Exercise prompt:
Your output should consist solely of the lines from the one with "ok := tgt.(errUnindexedFile)" through the end of the records, reproduced exactly, both ends included.

(Stored data entries)
Segment Open

PR #1009, opened 2023-11-02
Add subcommand for sorting a file

wkalt:
Adds a "sort" subcommand to the mcap CLI tool. This will rewrite the messages into a new file, physically sorted on time.

### DIFF
--- a/go/cli/mcap/cmd/sort.go
+++ b/go/cli/mcap/cmd/sort.go
@@ -14,6 +14,19 @@ var (
 	sortOutputFile string
 )
 
+type errUnindexedFile struct {
+	err error
+}
+
+func (e errUnindexedFile) Error() string {
+	return e.err.Error()
+}
+
+func (e errUnindexedFile) Is(tgt error) bool {
+	_, ok := tgt.(errUnindexedFile)
+	return ok
+}
+
 func sortFile(w io.Writer, r io.ReadSeeker) error {
 	reader, err := mcap.NewReader(r)
 	if err != nil {
@@ -29,7 +42,7 @@ func sortFile(w io.Writer, r io.ReadSeeker) error {
 	}
 	info, err := reader.Info()
 	if err != nil {
-		return fmt.Errorf("failed to read info: %w", err)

Segment Closed

Answer space:
+	_, ok := tgt.(errUnindexedFile)
+	return ok
+}
+
 func sortFile(w io.Writer, r io.ReadSeeker) error {
 	reader, err := mcap.NewReader(r)
 	if err != nil {
@@ -29,7 +42,7 @@ func sortFile(w io.Writer, r io.ReadSeeker) error {
 	}
 	info, err := reader.Info()
 	if err != nil {
-		return fmt.Errorf("failed to read info: %w", err)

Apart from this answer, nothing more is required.